Event Detail

Event Type: 
Applied Mathematics and Computation Seminar
Date/Time: 
Monday, April 28, 2014 - 05:00 to 06:00
Location: 
MLM 234

Speaker Info

Institution: 
Stanford University, Institute for Computational and Mathematical Engineering
Abstract: 

Large scale production of very heavy oil is gaining momentum because of the decline of easy to produce reservoirs, the increasing oil demand and subsequent rising oil price, which makes such resources more economical. Considering the pressure on the oil market and our still very heavy dependence on oil, this move to heavy oil production seems inevitable.
Typically, heavy oil reservoirs are stimulated thermally. Injecting steam that is generated at the surface is not always viable or desirable. An alternative technique for production is In-Situ Combution (ISC) where a steam drive is generated in the reservoir itself. In this process, (enriched) air is injected in the reservoir. After ignition a combustion front develops in-situ that burns a small percentage of the oil in place and slowly moves through the reservoir producing steam along the way. A side benefit of this process is that the heat thus generated often cracks the oil into heavy, undesirable components (the ?guck?) that stay behind in the reservoir and lighter, more valuable components that can be brought up to the surface. Performance prediction of ISC projects is rather tricky and poses many computational challenges.
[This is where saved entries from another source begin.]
PR #559, opened 2023-05-30
My solution

kovaliskoveronika:


app/main.py
```diff
@@ -1,3 +1,55 @@
...
+        self.km = km
+
+    def __str__(self) -> str:
+        return f"Distance: {self.km} kilometers."
+
+    def __repr__(self) -> str:
+        return f"Distance(km={self.km})"
+
+    def __add__(self, other: Distance | int) -> Distance:
+        if type(other) == int or type(other) == float:
```
YuriiKindrat, line 15: try to use `isinstance` method) fix everywhere

YuriiKindrat (changes requested):

app/main.py
YuriiKindrat: u didn't fix that (

YuriiKindrat (changes requested):

app/main.py
YuriiKindrat: u can use isintance like that f.e.`isinstance(other, (int, float))`

app/main.py
```diff
@@ -1,3 +1,51 @@
...
+    def __eq__(self, other: Distance | float) -> bool:
+        if isinstance(other, float) or isinstance(other, int):
+            return self.km == other
+        return self.km == other.km
+
+    def __le__(self, other: Distance | float) -> bool:
+        return not (self > other)
+
+    def __ge__(self, other: Distance | float) -> bool:
+        return not (self < other)
```
Oleg-s-s, line 51: Unnecessary brackets here

Oleg-s-s (changes requested):

PR #561, opened 2023-05-30
Solution

Andriy-Sydorenko:


app/main.py
```diff
@@ -1,3 +1,64 @@
...
+    def __str__(self) -> str:
+        return f"Distance: {self.km} kilometers."
+
+    def __repr__(self) -> str:
+        return f"Distance(km={self.km})"
+
+    def __add__(self, other: Union[Distance, int, float]) -> Distance:
+        if isinstance(other, Distance):
+            return Distance(self.km + other.km)
+        elif isinstance(other, (int, float)):
```
YuriiKindrat, line 18: no need to check for int/float type here, the same is for other methods except mul/thruediv

app/main.py
```diff
@@ -1,3 +1,64 @@
...
+        if isinstance(other, Distance):
+            return self.km <= other.km
+        elif isinstance(other, (int, float)):
+            return self.km <= other
+
+    def __ge__(self, other: Union[Distance, int, float]) -> bool:
+        if isinstance(other, Distance):
+            return self.km >= other.km
+        elif isinstance(other, (int, float)):
+            return self.km >= other
```
YuriiKindrat, line 64: try to simplify le/ge methods, using previously created methods
hint: `>= is not <`

YuriiKindrat (changes requested):

Oleg-s-s (approved):
Good job

PR #562, opened 2023-05-30
"Solution"

HDKESL:


app/main.py
```diff
@@ -1,3 +1,47 @@
...
+        return self.km > self.check_instance_type(other)
+
+    def __eq__(self, other: Distance | int | float) -> bool:
+        return self.km == self.check_instance_type(other)
+
+    def __le__(self, other: Distance | int | float) -> bool:
+        return self.km <= self.check_instance_type(other)
+
+    def __ge__(self, other: Distance | int | float) -> bool:
+        return self.km >= self.check_instance_type(other)
```
YuriiKindrat, line 47: try to make solution smaller here)
hint: u can use methods created before `>= is not <`

YuriiKindrat (changes requested):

In this talk I?ll discuss our work in ISC simulation, which is centered around the design of upscaling methods for kinetics and critical reservoir heterogeneities supported by laboratory experimentation.
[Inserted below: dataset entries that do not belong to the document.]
PR #563, opened 2023-05-31
solution

Kasatello:


app/main.py
```diff
@@ -1,3 +1,50 @@
...
+    def __str__(self) -> str:
+        return f"Distance: {self.km} kilometers."
+
+    def __repr__(self) -> str:
+        return f"Distance(km={self.km})"
+
+    def __add__(self, other: int | float | Distance) -> Distance:
+        if isinstance(other, Distance):
+            return Distance(self.km + other.km)
+        else:
```

app/main.py
```diff
@@ -1,3 +1,50 @@
...
+        return self
+
+    def __mul__(self, other: int | float) -> Distance:
+        if isinstance(other, (int, float)):
+            mul_distance = self.km * other
+            return Distance(mul_distance)
+
+    def __truediv__(self, other: int | float) -> Distance:
+        if isinstance(other, (int, float)):
+            div_distance = round(self.km / other, 2)
```
YuriiKindrat, line 34: no need to create additional var here

app/main.py
```diff
@@ -1,3 +1,50 @@
...
+        return self.km > other
+
+    def __eq__(self, other: int | float) -> bool:
+        return self.km == other
+
+    def __le__(self, other: int | float) -> bool:
+        return self.km <= other
+
+    def __ge__(self, other: int | float) -> bool:
+        return self.km >= other
```
YuriiKindrat, line 50: this methods also should work with Distance instance

YuriiKindrat (changes requested):

app/main.py
```diff
@@ -1,3 +1,57 @@
...
+
+    def __le__(self, other: int | float | Distance) -> bool:
+        if isinstance(other, Distance):
+            return self.km <= other.km
+        return self.km <= other
+
+    def __ge__(self, other: int | float | Distance) -> bool:
+        if isinstance(other, Distance):
+            return self.km >= other.km
+        return self.km >= other
```
Oleg-s-s, line 57: try to use priviously created methods here
hint: ` >= is not <`

app/main.py
```diff
@@ -1,3 +1,57 @@
...
+            self.km += other.km
+        return self
+
+    def __mul__(self, other: int | float) -> Distance:
+        if isinstance(other, (int, float)):
+            return Distance(self.km * other)
+
+    def __truediv__(self, other: int | float) -> Distance:
+        if isinstance(other, (int, float)):
+            return Distance(round(self.km / other, 2))
```
Oleg-s-s, line 32: Why you put that check there?)

Oleg-s-s (changes requested):

app/main.py
Kasatello: to ensure that other is an integer or float? i dont need it there?

Oleg-s-s: `other` can not be of type `Distance` in this method and you wrote that in annotation so if it will be wrong type it will automatically call error

Kasatello: got it, ty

Margot is an Associate Professor at Stanford University in the Department of Energy Resources Engineering. She is also the director of the Institute for Computational & Mathematical Engineering at Stanford. Margot received her PhD from Stanford in Scientific Computing in 1996. After 5 years in New Zealand, she returned to Stanford in 2001. Margot's main interests are in computational mathematics and fluid dynamics. She has worked in oil and gas reservoir simulation, sail design optimization, coastal ocean flow dynamics and tidal energy, amongst others.

At Stanford, she teaches courses in numerical analysis, numerical linear algebra, reservoir simulation and renewable energy processes. Margot left her home country of The Netherlands in search of sunnier and hillier places and spends her free time roaming hills with her son and dog.